I think a Christian response to these mind-boggling ethical problems must be built upon two critical—and biblical—points of view. The first is basic and, thereby, most important. It is that we are obligated to the right of people to live, and out of love for them to promote, support, heal, and preserve their lives whenever possible. We should always be on the side of healing and preserving human life, whether prenatal or neonatal. And we should be relentlessly opposed to any trend that makes our selfish desire for a comfortable life more important than the challenge of caring for handicapped lives.
The second point of view is subordinate to the first. It grows out of the profoundness of moral decision making in a world of tragedy. There are anomalies that stagger our imagination. A fetus that is either missing a brain or has a brain too small to give any promise of genuinely human life is a case in point. To absolutize in these situations is not to rise to the defense of life but to sink to unusual and unwarranted cruelty. I believe that in our decision making we must have a passion for life, but a compassion for the living. There is a need for line drawing, but life does not allow us to draw permanent lines for every situation. We must allow for the exercise of what Saint Paul called “spiritual understanding and wisdom” in those cases where sad and tragic decisions must be made.
As for Dr. Elkins, his medical ethics are born of both conviction and compassion. His conviction leads him to support handicapped human life, and his compassion allows him to discern very exceptional cases. He is a convincing witness against all egotistic choices that fail to preserve prenatal and neonatal life. His own family experience supports the belief that love can abound over grievous childhood handicaps. However, he is adverse, and properly so, to giving biomedical ethics over to politics. And he is opposed to an insensitive absolutism that rides roughshod over all circumstances and allows for no compassionate exception in extremely tragic cases. He recognizes that there may be unusual cases in which to preserve life would be unwarrantedly cruel for all concerned. All in all, Dr.

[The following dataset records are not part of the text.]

PR #6306, opened 2026-06-03
test(8.10): enable hub mixed upgrade scenario

eamonnmoloney:
## Summary

- Enables the 8.10 `hub-mixed` upgrade-minor scenario (`hubmu`).
- Adds the `migrator` feature to the upgrade flow.
- Keeps the existing CloudNativePG pre-install fixture and companion Keycloak/Elasticsearch dependencies.
- Updates the WebModeler init container wait target to the CloudNativePG service used by the scenario (`postgresql-cluster-rw`).

## Validation

- `deploy-camunda matrix list --repo-root . --versions 8.10 | grep -E 'hub|hubl|hubm|hubw'`

### DIFF
--- a/charts/camunda-platform-8.10/test/ci/registry-snapshot.yaml
+++ b/charts/camunda-platform-8.10/test/ci/registry-snapshot.yaml
@@ -696,13 +696,14 @@ integration:
                 - RDBMS_POSTGRESQL_USERNAME
                 - RDBMS_POSTGRESQL_PASSWORD
         - name: hub-mixed
-          enabled: false
+          enabled: true
           shortname: hubmu
           auth: keycloak
           flow: upgrade-minor
           platforms:
             - gke
           exclude: []
+          tier: 2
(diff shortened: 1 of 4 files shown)


hisImminence (approved):
Small, focused PR — mechanically correct. Two notes before merge:

**Stale PR summary**: description says "Adds the `migrator` feature" but commit 2 removed it. Final state is `features: [hub-mixed]` with no `migrator`. That's correct for 8.10 (per the comment at line 208: "upgrade migrators are only for 8.7 → 8.8"), but the summary should be updated to avoid confusing future readers.

**`postgresql-cluster-rw` hardcode** (`hub-mixed.yaml:40-41`): correct — the `cnpg` dependency profile provisions a CNPG `Cluster` via `postgresql-cluster.yaml`, which creates the `postgresql-cluster-rw` R/W service before install. Consider a short inline comment so the next reader knows why the name is static rather than release-scoped.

Elkins illustrates the kind of ethical discernment that I should devoutly wish for every Christian physician.
One caution: Dr. Elkins’s discussion is rather physician-oriented. He does not discuss the right of parents to make decisions contrary to their doctor’s good counsel, a matter that is very crucial to the entire decision-making situation.
The Christian Action Council (CAC) was involved in 50 or 60 hours of discussion over Baby Doe legislation, and what we saw—and what is not readily apparent from the interview—was an unprecedented consensus bringing together disability and right-to-life groups. The result of that unanimity is the law we have today, which, incidently, attempts to lift the burden off the physician’s shoulders in these extreme cases. It gives medicine a malpractice standard with which they are all familiar: that is, a physician must now simply ask the question, “Is there a treatment to correct the anomaly?”
In working with Baby Doe regulations and discussing their intent and implementation, one of the things that has troubled us most is the prejudice against handicapped people, especially those with Down’s syndrome and spina bifida. The assumption, as Dr. Elkins points out, is that these kids will lead lives filled with pain and suffering, lives that are destined to be unproductive. Such thinking is totally erroneous. Here at CAC we had an intern with spina bifida, a boy whose parents were told their son would not have a life worth living. Today he attends William and Mary College.
In his candidness, Dr. Elkins has spoken on behalf of life. He is correct in saying that it is just a short step from abortion to infanticide. Indeed, it demonstrates the schizophrenia of our society when we work on a neonate of 21 weeks, yet abort a fetus of the same gestational age.
I agree with Dr. Elkins’s call for a deeper motivational response than the blanket “All babies should be resuscitated and put on respirators.” However, we must be careful not to oversimplify what is, in fact, the principle of the prolife position: namely, that we want to do all we can to enhance the possibility of living for the handicapped and the unborn child. To prolong an agonizing, painful situation for several days for the sake of some group’s political agenda is, as Elkins rightly points out, inhumane. But I’m not sure that very many people would say that that is what they are trying to do.
We must do all in our power to help the critically ill patient—newborn or otherwise. But, of course, there are those tragic situations where such help is impossible. The temptation here, however, is that once such a situation is identified, we tend not only to let the patient die as comfortably as possible, but to accelerate his death as well. Before reaching that point, we must put the patient in the Lord’s hands and confess we cannot do anything more, but that we will not do anything to accelerate the patient’s death.
The Word of God is equal to such ethical challenges. It contains the principles for answering even the most dramatic questions facing modern medicine—and us as a society—in this technological age. Yet whether or not the church is effectively applying that Word is another matter altogether. We all too often allow technology to dictate our principles rather than have our well-thought-out principles dictate our use of technology. Christian institutions are not meeting today’s medical-ethical challenges largely because they don’t think scripturally and critically about them until minds are already made up and decisions already reached.